# Nikon D7000 compatibility with Sigma 50mm f/1.4 EX DG HSM?



## tambrico (Jan 21, 2011)

Hi, all I'm new here and new to photography. Within the next few days I will be purchasing a Nikon D7000 online for my first DSLR. After doing a lot of research into lenses, I feel that Sigma 50mm f/1.4 will be the best first lens for me. 

Now I've heard that some people were having trouble with D7000's and third party lenses, though I haven't heard any specifics. Does anyone here have experience with this combination of body and lens? Or has anyone heard of anyone having problems with this combo? Or at least problems with Sigma lenses specifically?

And please don't suggest I just go for the Nikon version unless there actually is a compatibility problem. 

Thanks


----------



## KmH (Jan 21, 2011)

3rd party lens makers have to reverse engineer their electronics.
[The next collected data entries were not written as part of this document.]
PR #6187, opened 2024-07-01
Update MacOS version on GH Actions

MetRonnie:
Includes DNS patch

**Check List**

- [x] Infrastructure changes so no need for any funny stuff


MetRonnie:
Lint failure fixed in #6188

tests/functional/cylc-set/00-set-succeeded/flow.cylc
```diff
@@ -15,23 +15,23 @@
...
+                cylc workflow-state \
                     ${CYLC_WORKFLOW_ID}//${CYLC_TASK_CYCLE_POINT}/${TASK}:failed \
-                    --max-polls=10 --interval=1
-             done
-             # set foo succeeded (via --output)
-             cylc set -o succeeded $CYLC_WORKFLOW_ID//$CYLC_TASK_CYCLE_POINT/foo
-             # set bar succeeded (via default)
-             cylc set $CYLC_WORKFLOW_ID//$CYLC_TASK_CYCLE_POINT/bar
-         """
+                    --max-polls=10 --interval=2
```
oliver-sanders, line 31: (increase polls rather than interval to keep test responsive)

```suggestion
                    --max-polls=20 --interval=1
```

cylc/flow/hostuserutil.py
```diff
@@ -113,24 +114,26 @@ def get_host_ip_by_name(target):
...
         if target not in self._host_exs:
-            if target is None:
-                target = socket.getfqdn()
-            if (
-                IS_MAC_OS
-                and target == (
-                    '1.0.0.0.0.0.0.0.0.0.0.0.0.0.0.0.0.0.0.0.0.0.0.0.0.0.'
-                    '0.0.0.0.0.0.ip6.arpa'
-                )
-            ):
```
oliver-sanders, line 127: I'm not sure this patch makes sense, `None` should not be in `_host_exs`, if an `arpa` address *is* in `_host_exs`, that's a bug.

What issue were you trying to fix?

MetRonnie: Whenever `target` is `None` then it assumes the host info is not cached when it might be. Because it goes on to call `socket.getfqdn()`.

It makes more sense to call `socket.getfqdn()` so we have a target in mind, then check if it is cached.

oliver-sanders: So no related issue, just arbitrary "tidying"?

oliver-sanders (approved):

wxtim (approved):

oliver-sanders:
Opened separate issue for tracebacks: https://github.com/cylc/cylc-flow/issues/6208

That makes it very possible for them to have difficulty maintaining forward compatibility with new cameras.

Nikon's warranty prohibits adding unauthorised parts to their cameras.


----------



## fsquare (Jan 21, 2011)

tambrico said:


> Hi, all I'm new here and new to photography. Within the next few days I will be purchasing a Nikon D7000 online for my first DSLR. After doing a lot of research into lenses, I feel that Sigma 50mm f/1.4 will be the best first lens for me.
> 
> Now I've heard that some people were having trouble with D7000's and third party lenses, though I haven't heard any specifics. Does anyone here have experience with this combination of body and lens? Or has anyone heard of anyone having problems with this combo? Or at least problems with Sigma lenses specifically?
> 
> ...



Speak to Light Artisan who owns a D7000 and uses I believe a Tokina Wide Angle and Tamron or Sigma Standard Zoom. 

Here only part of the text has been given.